Several studies so far have examined how prosocial or antisocial primes influence mimicry. Increased mimicry following exposure to prosocial or affiliative stimuli has commonly been found, compared to antisocial and non-social stimuli [9][13]. For example, by using a test of visual acuity, Lakin and Chartrand [9] exposed participants to subliminal words related to the conception of affiliation (e.g. affiliate/together) and found more mimicry in a subsequent interaction. van Baaren et al., [10] had participants complete a ‘scrambled sentence’ task in which sentences contained affiliative (e.g. group/cooperate) or disaffiliative (e.g. unique/alone) words. They found that more mimicry behavior was induced in affiliative priming conditions than in disaffiliative conditions. Using a novel stimulus-response compatibility approach to measure mimicry, Leighton et al., [11] and Cook & Bird [12], [13] both found that priming sentences contained prosocial words (e.g. sociable/agreeable) increases mimicry while priming sentences contained antisocial words (e.g. rebel/selfish) decreases mimicry.

The dominant explanation of the prosociality priming effects above suggests that prosocial primes directly activate a goal to affiliate [6], [9], [14], [15]. This explanation is based on the goal-activation theory of prime-to-behavior effects [16] which claims that a given prime directly activates a goal, which then automatically leads to pursuit of that goal. For example, when participants are exposed to words related to the concept of affiliation, they activate an affiliation goal and then show more affiliative behavior including more mimicry.

This goal-activation explanation has also been applied to a series of studies where mimicry is increased following a threat to a participant's affiliative needs. For example, people who were primed with unsuccessful affiliation [9], ostracism [17], [18] and social isolation (e.g. feeling too distinct from others, Uldall et al., unpublished data, cited by [5]) mimic a subsequent interaction partner more than people in a control condition. Here, it is claimed that ostracism or isolation primes strongly activate one's goal/desire to affiliate with others, and thus lead to more mimicry behavior. However, if priming either with prosocial concepts (e.g. affiliative words) or antisocial concepts (e.g. disaffiliation threat) can lead to increased mimicry, it becomes hard to make specific predictions about the direction of priming effects.

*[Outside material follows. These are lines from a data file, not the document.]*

PR #2410, opened 2024-10-23
Chore/372 updated additional report data

ayeshmcg:
Card: https://github.com/bcgov/cas-reporting/issues/372
Changes: 

- fixed check for registration purspose
- fixed tests
- Moved Electricity generated to separate section.

### DIFF
--- a/bciers/apps/reporting/src/app/bceidbusiness/industry_user_admin/reports/[version_id]/additional-reporting-data/page.tsx
+++ b/bciers/apps/reporting/src/app/bceidbusiness/industry_user_admin/reports/[version_id]/additional-reporting-data/page.tsx
@@ -1,26 +1,14 @@
 import { Suspense } from "react";
 import Loading from "@bciers/components/loading/SkeletonForm";
-import AdditionalReportingData from "@reporting/src/app/components/additionalInformation/AdditionalReportingData";
-import { getRegistrationPurpose } from "@reporting/src/app/utils/getRegistrationPurpose";
-
+import AdditionalReportingData from "@reporting/src/app/components/additionalInformation/additionalReportingData/AdditionalReportingData";
 interface PageProps {
   params: { version_id: number };
 }
 
 export default async function Page({ params }: PageProps) {
-  const versionId = params.version_id;
-  const registrationPurposes =
-    (await getRegistrationPurpose(versionId))?.registration_purposes || [];
-  const includeElectricityGenerated = registrationPurposes.includes(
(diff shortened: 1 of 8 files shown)


pbastia (changes requested):
Nice work! Very nice use of JsonSchema features.
I think we can do a small refactor to push some of the work from the `useEffect` into a straight method call in a wrapping server-side component

bciers/apps/reporting/src/data/jsonSchema/additionalReportingData/additionalReportingData.ts
```diff
@@ -10,107 +10,160 @@ export const additionalReportingDataSchema: RJSFSchema = {
...
+        properties: {
+          electricity_generated: {
+            type: "string",
+            title: "Electricity Generated",
+          },
+        },
+      },
+    },
+  };
+}
```
pbastia, line 169: we can export this as a constant and compute it only once (I'm sure it's not huge, but there's definitely a performance penalty for destructuring dictionaries).
Also, we should make functions pure where we can, it's good coding practice
```ts
function buildSchemaWithElectricityGenerated(additionalReportingDataUiScheam: RJSFSchema){
...return the logic 
}

export const additionalReportingDataWithElectricityGeneratedUiSchema : RJSFSchema = 
    buildSchemaWithElectricityGenerated(additionalReportingDataUiSchema)
```

bciers/apps/reporting/src/app/bceidbusiness/industry_user_admin/reports/[version_id]/additional-reporting-data/page.tsx
```diff
@@ -1,15 +1,26 @@
...
+
   return (
     <Suspense fallback={<Loading />}>
-      <AdditionalReportingData versionId={params.version_id} />
+      <AdditionalReportingData
+        versionId={versionId}
+        includeElectricityGenerated={includeElectricityGenerated}
+      />
     </Suspense>
   );
```
Comment (pbastia) [inline bciers/apps/reporting/src/app/bceidbusiness/industry_user_admin/reports/[version_id]/additional-reporting-data/page.tsx:25]: This code is now duplicated between the multiple page in the different roles.
We should put that in an `AdditionalReportingData` server-side component instead, next to the other one

We've been (loosely) following this pattern in other places:
`AdditionalReportingData.tsx` : server-side component with initial data fetching/computing logic
`AdditionalReportingDataForm.tsx`: client-side component with the form and the interaction

pbastia (changes requested):
Nice getting rid of the effect!
Just one more thing about code duplication

PR #2411, opened 2024-10-24
2404  align apps FE

shon-button:


bciers/apps/reporting/src/tests/components/dataGrid/model/operations/operationColumns.test.tsx
```diff
@@ -151,7 +151,7 @@ describe("operationColumns function", () => {
     await user.click(screen.getByText("Continue"));
 
     expect(useRouter().push).toHaveBeenCalledWith(
-      `reports/${row.report_version_id}/review-operator-data`,
+      `reports/${row.report_version_id}/review-operator-data?reports_title=${row.name}`,
```
pbastia, line 154: As much as possible Iike to hardcode the expected values in tests. This way we make the test slightly more sensitive to a change in string format, or catch side-effects transforming the initial value we pull data from.

```suggestion
      `reports/15/review-operator-data?reports_title=Operation with report`,
```

bciers/libs/components/src/datagrid/cells/ChangeUserOperatorStatusColumnCell.tsx
```diff
@@ -21,21 +21,18 @@ const handleUpdateStatus = async (
...
+    "PUT",
+    "",
+    {
+      body: JSON.stringify({
+        role: roleUpdate,
+        status: statusUpdate,
+      }),
+    },
+  );
+  return response;
```
pbastia, line 35: We can return the call directly without an await here too

```suggestion
  return actionHandler(
    `registration/user-operators/${userOperatorId}/update-status`,
    "PUT",
    "",
    {
      body: JSON.stringify({
        role: roleUpdate,
        status: statusUpdate,
      }),
    },
  );
```

pbastia (approved):
This is some top notch refactoring 🥇 🥇  ! Thanks so much for the hard and thorough work.
Just left a couple of minor nitpicks without consequence

PR #2416, opened 2024-10-24
activity page- Open Pit Coal Mining

ayeshmcg:
Card: https://github.com/bcgov/cas-reporting/issues/339
Changes:-

- Adds backend config/migration for Open Pit coal mining activity.
- Adds frontend page and components for Open Pit coal mining activity.
- Added components for activity-specific pages and dynamic field rendering.
- Fixed typo(Emission and Equivalent Emission in Hydrogen Production and Carbonates use)

To test:-
- make reset_db to apply latest migrations.
- spin up the front, backend and postgres.
- Login, then navigate to http://localhost:3000/reporting/reports , select operation 3 -> press save and continue to go to review Facilities page-> select Open pit coal mining(from the list of activities) and press save & continue. 
- The Gas type dropdown options should change options available in the methodology field.
- The Methodology dropdown options spawn additional fields, depending on the option selected.

### DIFF
--- a/bc_obps/reporting/json_schemas/2024/carbonates_use/carbonates_use.json
+++ b/bc_obps/reporting/json_schemas/2024/carbonates_use/carbonates_use.json
@@ -9,8 +9,8 @@
         "title": "Carbonate data",
         "type": "object",
         "properties": {
-          "emissions": {
-            "title": "Emissions",
+          "emission": {
+            "title": "Emission",
             "type": "number"
           },
           "gasType": {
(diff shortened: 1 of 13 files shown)


pbastia (approved):
Looks awesome! 🥇 
I don't think this is anywhere in the wireframes, I would just put the unit as a `ReadOnlyWidget` and place it right next to the "Quantity of coal" field. For some reason it shows up disconnected, something doesn't seem to be working right with the ui schema order

image

PR #4154, opened 2026-01-17
445 Retry elicensing adjustment when applying compliance units

Sepehr-Sobhani:
[ISSUE 445](https://github.com/bcgov/cas-compliance/issues/445)


bc_obps/compliance/tests/service/test_compliance_adjustment_service.py
shon-button: @Sepehr-Sobhani 

Question: Is there a reason not to keep using `create_adjustment_for_current_version` here?

PR #4162, opened 2026-01-22
chore: fixed report start error

ayeshmcg:
Card: https://github.com/bcgov/cas-reporting/issues/956

When a user clicked the "Start" button in the ActionCell component, it would send a request to create a new report. However, if the user clicked the button multiple times before the navigation completed, it would send duplicate requests to create reports for the same operation and reporting year. This caused an error:
`We couldn't create a report for operation ID 'ef9044dd-2a27-4d26-86fe-02e51e0755f7' and reporting year '2025': A report already exists for this operation and year, unable to create a new one.`

**Root Cause:**
The button's onClick handler was setting hasClicked to true to disable the button, but then resetting it back to false after the button action completed. This meant that during the async operation (creating the report and navigating), if a user clicked the button again quickly, it could trigger duplicate report creation requests.

**Solution:**
- Added setHasClicked(true) at the beginning of handleStartClick to immediately disable the button when the Start action is triggered
- Modified the button's onClick handler to only reset hasClicked to false for "Continue" and "View Details" actions, but keep it true for the "Start" action
- This ensures the "Start" button remains disabled after the first click, preventing duplicate report creation requests

### DIFF
--- a/bciers/apps/reporting/src/app/components/changeReview/templates/ReasonForChange.tsx
+++ b/bciers/apps/reporting/src/app/components/changeReview/templates/ReasonForChange.tsx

Looking more broadly at priming of behavior (not just mimicry), an increasing number of studies showed contrast results in prime-to-behavior effects where the prime-induced behavior is the opposite of the primed goal or concept. For example, early studies suggest that priming of the concept of “elderly” caused participants to walk slower and priming of the concept of intelligence caused participants to perform better on an intellectual task [16], [19]. However, Dijksterhuis et al., [20] found that priming with an exemplar of an older person (e.g. the 89 year old Dutch Queen Mother) or an exemplar of an intelligent person (e.g. Einstein) can lead to the opposite effect, with quicker walking speed and worse performance on the intellectual task.

Dijksterhuis et al., [21] suggest these opposing effects can be best understood in terms of how the prime is processed in relation to the self, and Wheeler et al. [22] takes this further in defining the role of the self-concept in the control of prime-to-behavior effects. In their ‘active-self’ model (see a review [23]), it is proposed that the representation of the self-concept has two components, the chronic self-concept and active self-concept. The chronic self-concept concerns all of the self-concept information that is stored in long-term memory, whereas the active self-concept refers to a subset of chronic self-concept content that is currently accessible and active and used to guide behavior. The active self-concept can shift rapidly in response to environmental perceptual inputs, and thus primed constructs could affect behavior by altering the active self-concept.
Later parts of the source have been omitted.